■ Activity ■
Pull each line containing "error" out of the listing below.

■ Exercise data ■
===============

PR #275, opened 2025-03-24
Feature/#272 add class log span

### LINKED ISSUE #272: Audit Log: Add class LogSpan
```python
@dataclass
class LogSpan:
    parent_span: LogSpan | None
    name: str
    id: uuid

    def get_child_span(self, name: str) -> LogSpan:
        pass

class ModifyQuery:
    def init(db_operation_type: DbOperationType, parent_log_span: LogSpan):
        self.parent_log_span = parent_span
        self.log_span = (
            Span() if not parent_log_span
            else parent_log_span.get_child(db_operation_type)
        ) 

class AuditQuery:
    def init(log_span: LogSpan):
        self.log_span = log_span
```

See IntRef for additional details.

See https://docs.python.org/3.10/library/uuid.html

Examples: 
* `uuid.uuid4()` Generate a random UUID.

Generate a UUID based on the SHA-1 hash of a namespace identifier (which is a UUID) and a name (which is a string).
* `uuid.uuid5(uuid.NAMESPACE_DNS, "exasol.com")`
* `uuid.uuid5(uuid.NAMESPACE_URL, "https://exasol.com")`

Obtain UUID value as 128-bit integer: `UUID.int`

### LINKED ISSUE #273: Audit Log: Add RUN_ID
` POSIX_TIME(SYSTIMESTAMP(9)) * 1000`

ckunki:
Closes #272 
Closes #273


exasol/analytics/audit/audit.py
```diff
@@ -71,27 +91,33 @@ def augment(self, queries: Iterator[Query]) -> Iterator[str]:
                 )
 
     def _insert(self, query: AuditQuery) -> str:
```
ckunki, line 93: This code has been refactored and some parts have been moved to a central method `_insert_statement()`.

exasol/analytics/audit/audit.py
```diff
@@ -124,41 +150,64 @@ def _count_rows(self, query: ModifyQuery, event_name: str) -> str:
...
-            "LOG_SPAN_NAME": query.db_operation_type.name,
-            "EVENT_NAME": event_name,
-            "DB_OBJECT_TYPE": query.db_object_type.name,
-            "DB_OBJECT_SCHEMA": schema(db_obj),
-            "DB_OBJECT_NAME": db_obj.name,
-        }
-        other_table = query.db_object_name.fully_qualified
-        row_count = BaseAuditColumns.ROW_COUNT.name.name
+        return base_column_values(
+            {
```
ckunki, line 184: Replaced literal columns names by references to `BaseAuditColumns` and using function `base_column_values()` to convert into a dict with strings as keys.

ahsimb:
Does this PR closes 277?

exasol/analytics/audit/audit.py
```diff
@@ -23,12 +26,28 @@
 )
 
 
+def base_column_values(
```
ahsimb, line 29: It seems this function does two distinct things - changing the keys and adding another entry.

exasol/analytics/schema/column.py
```diff
@@ -50,3 +53,33 @@ def varchar_column(
...
         ),
     )
+
+
+def hashtype_column(
+    name: str,
+    bytes: Optional[int] = None,
+    bits: Optional[int] = None,
+) -> Column:
+    def size_and_unit() -> tuple[int, SizeUnit]:
```
ahsimb, line 63: What was the point in making it a function?

exasol/analytics/query_handler/query/select.py
```diff
@@ -104,13 +132,15 @@ def __init__(
         db_operation_type: DbOperationType,
         audit_fields: dict[str, Any] | None = None,
         audit: bool = False,
+        parent_log_span: LogSpan | None = None,
```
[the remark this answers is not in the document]
ckunki: This is due to the design, see IntRef of #272.
The idea (AFAIK) potentially is, that
* a `ModifyQuery` 
  * will create a span on its own, see method `_wrap()`, returning `_count_rows("Begin")`, `query`, `count_rows("End")`
  * is potentially child of a parent span
* while an `AuditQuery` 
  * is a leaf from the perspective of nested spans. 
  * the specified span could be called parent_span as well, but there is no child

exasol/analytics/schema/column.py
ckunki: * First of all, this is in line with the other functions, eg. `varchar_column()`, etc.
* Second: It does not only create a column type but also a column, with a name _and_ the type. 
* Third: The interface is not `bytes` and `bit` rather than `size` and `unit`
* Fourth: If you refer to the error checks, then, yes, I was tempted to move these to class `ColumnType`.

But moving the error checks to class `ColumnType`, would require more changes
* switch from `dataclass` to ordinary class 
* add `__init__`
* implement `__eq__` and `__repr__`

In the end, I was reluctant if I should add these changes to the current PR. 
What is your opinion?

exasol/analytics/audit/audit.py
ckunki: Yes, as described in the docstring. 
Would you prefer a different approach?

exasol/analytics/audit/audit.py
```diff
@@ -124,41 +150,64 @@ def _count_rows(self, query: ModifyQuery, event_name: str) -> str:
...
+            .add_scalar_functions(BaseAuditColumns.values | scalar_functions)
+            .add_constants(constants)
+            .add_references(references)
         )
         return (
             f"INSERT INTO {self.name.fully_qualified} (\n"
             f"  {insert_statement.columns}\n"
             ") SELECT\n"
-            f"  {insert_statement.values}"
+            f"  {insert_statement.values}{suffix}"
```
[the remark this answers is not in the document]
ckunki: Currently, there is no space. 
This enables to end the statement right after the `insert_statement.values` if there is no suffix.
Would you prefer to have a space character, even if the suffix is empty?

exasol/analytics/audit/audit.py
ahsimb: Personally, I don't take these things religiously, but the convention is that a function should do only one thing.

exasol/analytics/audit/audit.py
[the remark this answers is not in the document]
ahsimb: I prefer a note somewhere that the provided suffix  must have a space, if it is expected to have one.

exasol/analytics/schema/column.py
ahsimb: Not a big deal of course. You usually create a function within a function if you need to compute something repeatedly, e.g. in a cycle or list comprehension. If you want to improve code readability you would move a piece of code into a separate function. To me, an inner function called only once looks a bit odd.

exasol/analytics/audit/audit.py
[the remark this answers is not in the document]
ckunki: I added a docstring to method `_insert()`.

exasol/analytics/schema/column.py
ckunki: I wanted to separate the error handling and different values to be returned from the part creating the actual instance of `Column`. But looking at it, you maybe right. 
See next push removing the function.

exasol/analytics/query_handler/query/select.py
```diff
@@ -104,13 +135,15 @@ def __init__(
...
     ):
         CustomQuery.__init__(self, query_string)
         AuditData.__init__(self, audit_fields)
         self._db_object_type = db_object_type
         self._db_object_name = db_object_name
         self._db_operation_type = db_operation_type
         self._audit = audit
+        self._log_span = LogSpan(db_operation_type.name, parent=parent_log_span)
```
tkilias, line 146: is there a reason, you don't use parent_log_span.child(...)

exasol/analytics/query_handler/query/select.py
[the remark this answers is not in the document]
ckunki: Actually, @tkilias had some concerns as well. 
So I changed the implementation to create an explicit instance of `LogSpan` inside `ModifyQuery`.
I hope this also resolves your initial question?
Please have a look again.

exasol/analytics/query_handler/query/select.py
ckunki: OMG - you're right. I forgot about that. :confused:

ckunki: Now I know, why: `parent_log_span` is optional. 

The question is: Do we want to have a `LogSpan` for each `ModifyQuery`, even if `parent_log_span` is `None`?

tkilias (approved):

===============

■ Result ■
* Fourth: If you refer to the error checks, then, yes, I was tempted to move these to class `ColumnType`.
But moving the error checks to class `ColumnType`, would require more changes
ckunki: I wanted to separate the error handling and different values to be returned from the part creating the actual instance of `Column`. But looking at it, you maybe right. 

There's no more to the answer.